Christian Prudhomme making provocative comments
At the recent AIOOC meetings – of pro cycling’s race organizers – Tour de France director Christian Prudhomme made provocative comments about race safety – again suggesting that the riders are primarily to blame for the risks. “The faster they go, the greater the risk and the greater the danger to themselves and others,” he reportedly said. As has happened in the past, this response enraged some of the teams, in particular EF Education-EasyPost boss Jonathan Vaughters, who said he was tired of commentary from “fat cats who have never raced so much as a child’s tricycle.” The topic of race radios also was raised again – another controversial issue – which it appears the UCI is in favor of banning, while most teams fall on the other side of the debate.
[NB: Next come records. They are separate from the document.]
PR #47, opened 2019-09-14
Handle incomplete packet body properly

link2xt:
Incomplete packet body should be handled the same as incomplete packet header.

If packet is incomplete and no more data is available, that is an error.

### DIFF
--- a/src/packet/many.rs
+++ b/src/packet/many.rs
@@ -109,6 +109,7 @@ impl<R: Read> Iterator for PacketParser<R> {
 
             if let Some((length, p)) = res_body {
                 info!("got packet: {:#?} {}", p, length);
+                assert!(length > 0);
                 b.consume(length);
                 return Some(p);
             }
--- a/src/packet/many.rs
+++ b/src/packet/many.rs
@@ -70,11 +70,9 @@ impl<R: Read> Iterator for PacketParser<R> {
                 second_round = true;
             }
 
-            let res = match {
-                match single::parser(b.buf()) {
-                    Ok(v) => Ok(v),
-                    Err(err) => Err(err.into()),
-                }
+            let res_header = match single::parser(b.buf()) {
+                Ok(v) => Ok(v),
+                Err(err) => Err(err.into()),
             }
             .and_then(|(rest, (ver, tag, _packet_length, body))| match body {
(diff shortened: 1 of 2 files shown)


link2xt:
The cause of the problem is that when nom returns Incomplete error in
single::body_parser, it was packed into 
Error::InvalidPacketContent(Box::new(...)) and never looked at.

It should be handled the same way as Incomplete error during the packet header parser. Parser should attempt to read more data, instead of trying to skip over the packet. Trying to skip over the packet does not work because its length is 0.

Marked as WIP because I have not looked into cases `ParseResult::Fixed` and `ParseResult::Partial` yet, they should be handled similarly probably.

@dignifiedquire

dignifiedquire:
this looks like a good approach, please make sure to add a testcase for this

link2xt:
@dignifiedquire there is already a testcase commit, it panics without fixes due to assertion I added or gets stuck in the infinite loop if you run it with the existing codebase.

link2xt:
Once CI passes I'll do some refactoring and mark it as non-WIP

link2xt:
@dignifiedquire Can you take a look at `parse_dumps!` change in the last commit?

I just modified it to the values that I got in assertion failures, and the last commit that modifies them has no comment on how they were obtained: https://github.com/rpgp/rpgp/commit/0f0046d8f88eac686b9498f2b820fdc3eb83957a#diff-29f8d647e4640bb61795c93756a9a91aL118-R127

As I understand, these numbers indicate how many packets are successfully parsed and shouldn't decrease?

link2xt:
The problem is that in `ParseResult::Fixed(body)` case body parser returns `Incomplete` error sometimes. We probably want to pass it through indeed, because we know the length to skip.

link2xt:
@dignifiedquire PR is ready for review.

dignifiedquire:
@link2xt looks good to me, can you take a look and fix the ci failures please?

link2xt:
> looks good to me, can you take a look and fix the ci failures please?

`composed::message::types::tests::test_x25519_encryption` test is flaky for some reason, I can't reproduce it even by cleaning and re-running the tests many times on my machine.

dignifiedquire:
Thanks, merged it manually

The UCI apparently believes that removing radios would level the playing field and make the racing more exciting, while the teams believe they are critical to safety, as well as race tactics. Many riders have pointed to the recent death of Muriel Furrer at the World Championships as very clear evidence of the need for riders to have radio communications – and the need for consistent GPS and potentially crash sensors as well. For safety’s sake, more technology may be a better answer than reducing the safety net such devices provide in the heat of competition.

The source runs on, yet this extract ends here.